Претензии Ким Ир Сена на роль независимого лидера основывались на традиционной самобытности корейской цивилизации, недоверии «корейских корейцев» к «китайским корейцам» и «советским корейцам», а также, разумеется, на самолюбии и амбициях. В некоторой степени товарищ Ким шёл по пути товарища Мао. Точно так же как Мао, он понимал, что своим становлением обязан помощи союзников. Северная Корея, отстоявшая себя в ходе войны Севера и Юга, во многом была обязана помощи китайских солдат и советников, и советских лётчиков, но теперь товарищ Ким желал забыть о помощи китайцев и русских, и сосредоточить все силы на укреплении единоличной власти по классической сталинской модели.
Сталину ведь никто не помогал. У Сталина не было союзников, кураторов, спонсоров и советчиков. Сталин всё делал сам. И Мао хотел, чтоб о нём думали так же. И Ким Ир Сен хотел.
Меж тем в распоряжении лидера Северной Кореи находился немалый человеческий ресурс, 10 миллионов граждан, трудолюбивых, терпеливых, упорных крестьян и рыбаков.
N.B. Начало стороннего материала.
PR #2038, opened 2016-11-11
Added task to copy pan-and-zoom config from projects to workflows

zwolf:
# Review checklist

### DIFF
--- a/lib/tasks/migrate.rake
+++ b/lib/tasks/migrate.rake
@@ -175,7 +175,7 @@ namespace :migrate do
     task :set_pan_and_zoom => :environment do
       workflows = Workflow.joins(:project).where("projects.experimental_tools @> ?", '{pan and zoom}')
       workflows.map do |w|
-        unless w.configuration.key?(:pan_and_zoom)
+        unless w.configuration.key?("pan_and_zoom")
           new_config = w.configuration.merge({'pan_and_zoom': true})
           w.update_column(:configuration, new_config)
         end
--- a/lib/tasks/migrate.rake
+++ b/lib/tasks/migrate.rake
@@ -169,4 +169,13 @@ namespace :migrate do
       puts ' done'
     end
   end
+
+  namespace :projects do
+    desc "Set pan_and_zoom on linked workflows if in experimental_tools array"
+    task :set_pan_and_zoom => :environment do
+      workflows = Workflow.joins(:project).where("projects.experimental_tools @> ?", '{pan and zoom}')
+      workflows.map { |w| w.update_column(:configuration, w.configuration.merge({'pan_and_zoom': true})) unless w.configuration.has_key?(:pan_and_zoom) }
+    end
+  end
+
 end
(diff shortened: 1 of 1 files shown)


lib/tasks/migrate.rake
```diff
@@ -169,4 +169,13 @@ namespace :migrate do
       puts ' done'
     end
   end
+
+  namespace :projects do
+    desc "Set pan_and_zoom on linked workflows if in experimental_tools array"
+    task :set_pan_and_zoom => :environment do
+      workflows = Workflow.joins(:project).where("projects.experimental_tools @> ?", '{pan and zoom}')
+      workflows.map { |w| w.update_column(:configuration, w.configuration.merge({'pan_and_zoom': true})) unless w.configuration.has_key?(:pan_and_zoom) }
```
camallen: i'd break this up for readability but i'm like a 1/10 on this

``` ruby
workflows.map do |w| 
  unless w.configuration.has_key?(:pan_and_zoom) }
    new_config = w.configuration.merge({'pan_and_zoom': true})
    w.update_column(:configuration, new_config)
  end
end
```

zwolf:
Will test this on Monday before setting loose on live data.

zwolf:
Need some input. Testing this code on staging leads to odd diffs between symbols and strings used as keys in the configuration hash. `old_workflow` is the first result that 

irb(main):035:0> workflow_update.configuration
=> {}
irb(main):038:0> new_config = workflow_update.configuration.merge({"pan_and_zoom": true})
=> {:pan_and_zoom=>true}
irb(main):045:0> workflow_update.update_column(:configuration, new_config)
  SQL (2.3ms)  UPDATE "workflows" SET "configuration" = '{"pan_and_zoom":true}' WHERE "workflows"."id" = 2406  [["id", 2406]]
=> true
irb(main):046:0> workflow_update.configuration
=> {:pan_and_zoom=>true}

irb(main):054:0> old_workflow.configuration [PREVIOUSLY SET BY PFE]
=> {"pan_and_zoom"=>true}
irb(main):050:0> workflow_update.configuration
=> {:pan_and_zoom=>true}
irb(main):052:0> old_workflow.configuration == workflow_update.configuration
=> false

Sorry about formatting, code blocks are apparently unusable in comments. But you get the idea: is this a problem for PFE? What did we do last time to get it in there correctly, @camallen, or is that sufficient?

camallen:
@zwolf seems like you're not reloading the data from AR so it's not stringified the jsonb hash keys. I can't find the link right now but postgres will convert the symbol keys to strings so reloading the data will fix what your are seeing. Try: `old_workflow.configuration == workflow_update.reload.configuration`

zwolf:
OK, that makes sense. In that case, existing configs need to be searched by string instead of by symbol, so here's an update.

camallen:
Re https://github.com/zooniverse/Panoptes-Front-End/pull/3105#issuecomment-260708257 so this doesn't need to be a rake task anymore?

zwolf:
Depends on when that PR finally gets merged. Happy to let this drop if it's never going to be an issue again.

camallen:
Fancy pushing the merge on the front end repo and making sure the data is up to date in the backend? That way we can close this and the ui : backend should be in sync.

zwolf:
It was merged, so I'm going to just close this as this should never be necessary again.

В Южной Корее, для сравнения, проживало вдвое больше, свыше 21 миллиона, на 1955 год. При этом, конечно, из всех стран региона Северная Корея была наименее велика по численности: даже в Северном Вьетнаме, вотчине Хо Ши Мина, население составляло до 15 миллионов. Компартия Северной Кореи не прислала делегатов на ХХ съезд, так же как и компартия Югославии. В 1955 году Ким Ир Сен впервые провозгласил так называемые «идеи чучхе», концепции опоры исключительно на собственные силы, и эта парадигма нашла в сердцах северных корейцев живой отклик, подогревала самолюбие сильного и исключительно живучего народа. Корейцы, в отличие от сопредельных народов, схожих по формальным расовым признакам – китайцев, вьетнамцев и японцев, – никогда не боялись расселяться на север. Широко известно, что в Приморском крае в 1937 году проживало свыше ста тысяч корейцев: почти все они были в том году депортированы в Казахстан по приказу Сталина.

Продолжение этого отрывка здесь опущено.